🤖 AI Summary
Current research on automatic classification of software issue reports suffers from three critical gaps: insufficient practitioner involvement, overreliance on accuracy for evaluation while neglecting industrially relevant dimensions—such as interpretability and scalability—and exclusive reliance on open-source archival data. This study systematically maps 46 relevant works, establishing the first comprehensive systematic mapping study in this domain. It reveals a pronounced disconnect between real-world industrial deployment and prevalent techniques—including traditional machine learning (e.g., SVM, Naïve Bayes), deep learning (e.g., CNN, LSTM), and large language models. Key contributions include identifying three fundamental challenges: lack of industrial validation, absence of multi-dimensional evaluation frameworks, and an overly homogeneous data ecosystem.

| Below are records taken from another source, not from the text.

PR #4846, opened 2025-04-25
[ir-xenon-tycoon] Delete cached model data before moving

martinmroz-stripe:
## Summary
This change:

1. Updates the downloader to use a unique UUID-based temporary URL for downloads.
2. When a model fails to load, proactively attempt to delete it.
3. When caching a model, delete the previous entry.

## Motivation
ir-xenon-tycoon is showing sporadic failures during identity verification reporting NSCocoaErrorDomain code 516 when attempting to start scanning. This error is caused when a file already exists at the destination trying to create or move. Based on the time at which it happens, it appears that this occurs during model loading. There are several places where we are moving into the new destination without checking if contents already exists -- and the file downloader is using the last path component to generate a temporary URL.

## Testing
Manually validated the flow with new installations and existing installations using the test app.

## Changelog
[TBD]


martinmroz-stripe:
@bric-stripe mind validating my thinking on this?

StripeCore/StripeCore/Source/Helpers/FileDownloader.swift
```diff
@@ -40,13 +40,17 @@ import Foundation
                 return promise.reject(with: NSError.stp_genericConnectionError())
             }
 
-            // Move the file to a temporary cache directory
-            let temporaryFileURL = FileManager.default.temporaryDirectory.appendingPathComponent(remoteURL.lastPathComponent)
+            // Move the file to a temporary cache directory after generating a unique name to avoid conflicts.
+            let fileManager = FileManager.default
+            let uniqueFileName = "\(UUID().uuidString)_" + remoteURL.lastPathComponent
```
bric-stripe, line 45: not familiar with all the places this is used but does anything depend on the `lastPathComponent` being stable? could create a new directory with the UUID instead if any concern with that

bric-stripe (commented):
looks good to me...one inline question about if we should be keeping the file name stable in case that's needed or shown to users anywhere ever 🤔 (not sure all the use cases)

kentwilliams-stripe (dismissed):
Thanks Martin!

StripeCore/StripeCore/Source/Helpers/FileDownloader.swift
martinmroz-stripe: It shouldn't this is just a file download API that wraps URLSession to download a file, and move it to a temporary location. The output file is then moved into a more permanent location.

davidme-stripe (approved):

The paper proposes a forward-looking research agenda guided by practice-driven design, multi-faceted evaluation criteria, and collaborative, community-based data curation—thereby providing a structured benchmark and strategic roadmap for future advancements.
📝 Abstract
Several studies have evaluated automatic techniques for classifying software issue reports to assist practitioners in effectively assigning relevant resources based on the type of issue. Currently, no comprehensive overview of this area has been published. A comprehensive overview will help identify future research directions and provide an extensive collection of potentially relevant existing solutions. This study aims to provide a comprehensive overview of the use of automatic techniques to classify issue reports. We conducted a systematic mapping study and identified 46 studies on the topic. The study results indicate that the existing literature applies various techniques for classifying issue reports, including traditional machine learning and deep learning-based techniques and more advanced large language models. Furthermore, we observe that these studies (a) lack the involvement of practitioners, (b) do not consider other potentially relevant adoption factors beyond prediction accuracy, such as the explainability, scalability, and generalizability of the techniques, and (c) mainly rely on archival data from open-source repositories only. Therefore, future research should focus on real industrial evaluations, consider other potentially relevant adoption factors, and actively involve practitioners.